▶ [WORK REQUIRED]: Search the entries below for "false" and copy each matching line.

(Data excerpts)

PR #7444, opened 2026-05-01
feat: add local REST project endpoints

npdias:
## Summary
- add Local REST endpoints to create, fetch, and update projects
- keep project list/note relation fields reducer-owned by rejecting taskIds, backlogTaskIds, and noteIds
- add focused LocalRestApiHandlerService coverage for project create/update validation

## Verification
- npx ng test --watch=false --include='src/app/core/electron/local-rest-api-handler.service.spec.ts' --browsers=ChromeHeadless
- pre-push hook: npm run lint
- pre-push hook: npm run test

### DIFF
--- a/src/app/core/electron/local-rest-api-handler.service.spec.ts
+++ b/src/app/core/electron/local-rest-api-handler.service.spec.ts
@@ -45,6 +45,22 @@ describe('LocalRestApiHandlerService', () => {
     subTasks,
   });
 
+  const createMockProject = (id: string, overrides: Record<string, unknown> = {}): any =>
+    ({
+      id,
+      title: `Project ${id}`,
+      icon: 'list_alt',
+      isArchived: false,
+      isHiddenFromMenu: false,
+      isEnableBacklog: false,
+      taskIds: [],
+      backlogTaskIds: [],
+      noteIds: [],
+      advancedCfg: {},
+      theme: {},
+      ...overrides,
+    }) as any;
+
   const mockElectronApi = (): void => {
     (window as any).ea = {
       onLocalRestApiRequest: (handler: (payload: LocalRestApiRequestPayload) => void) => {
@@ -126,8 +142,10 @@ describe('LocalRestApiHandlerService', () => {
       ['add', 'update', 'remove', 'archive'],
       {
         list$: of([]),
+        getByIdOnce$: (_id: string) => of(undefined),
       },
     );
+    (projectServiceMock as any).add.and.returnValue('new-project-id');
 
     tagServiceMock = jasmine.createSpyObj(
       'TagService',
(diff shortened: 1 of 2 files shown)


johannesjo:
Thanks for the PR\! Took a pass over the diff — overall the implementation is consistent with the existing `_handleTaskRoutes` shape and the allow/reject-list approach to relational fields is the right call. CI is green. A few things worth addressing before merge:

### Important

- **Docs out of sync.** `docs/wiki/3.01-API.md` (around the "Local REST API" section) still lists only `GET /projects`. The new `POST /projects` and `PATCH /projects/:id` endpoints, the allowed/rejected field lists, and the new error codes (`UNSUPPORTED_FIELD`, `PROJECT_NOT_FOUND`) should be documented alongside the existing task endpoints — otherwise the new surface is invisible to anyone reading the documented contract.
- **`isArchived` via `PATCH` bypasses the dedicated action.** `ALLOWED_PROJECT_FIELDS` includes `isArchived`, so callers can flip archive state via plain `PATCH`. Today the `archiveProject`/`unarchiveProject` reducers only set `isArchived`, so behavior matches — but the commented-out `pfapiService.archiveProject` in `project.effects.ts` suggests side effects were once intended there. If they're ever restored, `PATCH`-based archiving will silently skip them. Suggest mirroring the task pattern: drop `isArchived` from the allowlist and add `POST /projects/:id/archive` + `/unarchive` endpoints.

### Minor

- **No boolean type validation.** `isArchived: "true"` (string) or `isEnableBacklog: 1` will be written straight into the store via `update()`. Task PATCH has the same gap, so not a regression, but a `typeof === 'boolean'` guard (or coercion + 400) would harden the new entry points.
- **No test for `GET /projects/:id`.** `_handleProjectRoutes` adds it but the spec only covers `PATCH`. Worth adding 200 + 404 cases to match.
- **Test stub setup.** `Object.defineProperty(projectServiceMock, 'getByIdOnce$', { get: () => ... })` is used per-test to swap the stub. Plain reassignment (`projectServiceMock.getByIdOnce$ = (_id) => of(x)`) is simpler and reads more like the task-side tests.
- **Small duplication.** `pickAllowedProjectFields`/`firstRejectedProjectField` duplicate the task helpers with only the allow/reject set differing. Optional — only worth a tiny extraction (`pick(body, ALLOW_SET, transformers?)`) if a third entity follows the same pattern.
- `if (segments[0] === 'projects' && segments[1] && segments.length >= 2)` — `segments[1]` truthy already implies `length >= 2` since `path.split('/').filter(Boolean)` strips empties. Mirrors the task-routes line, so probably fine to leave for symmetry.

### Nice things

- Tight allowlist + explicit reject list with a clear comment on why relational fields are reducer-owned.
- Good failure-mode coverage in the tests (rejected fields, empty/missing title, unknown-field stripping, 404 on missing project).
- `id` injection is implicitly defeated — `pickAllowedProjectFields` strips it and `ProjectService.add()` mints its own nanoid, so callers can't smuggle one in.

▶ [TASK ANSWER]:
- npx ng test --watch=false --include='src/app/core/electron/local-rest-api-handler.service.spec.ts' --browsers=ChromeHeadless
+      isArchived: false,
+      isHiddenFromMenu: false,
+      isEnableBacklog: false,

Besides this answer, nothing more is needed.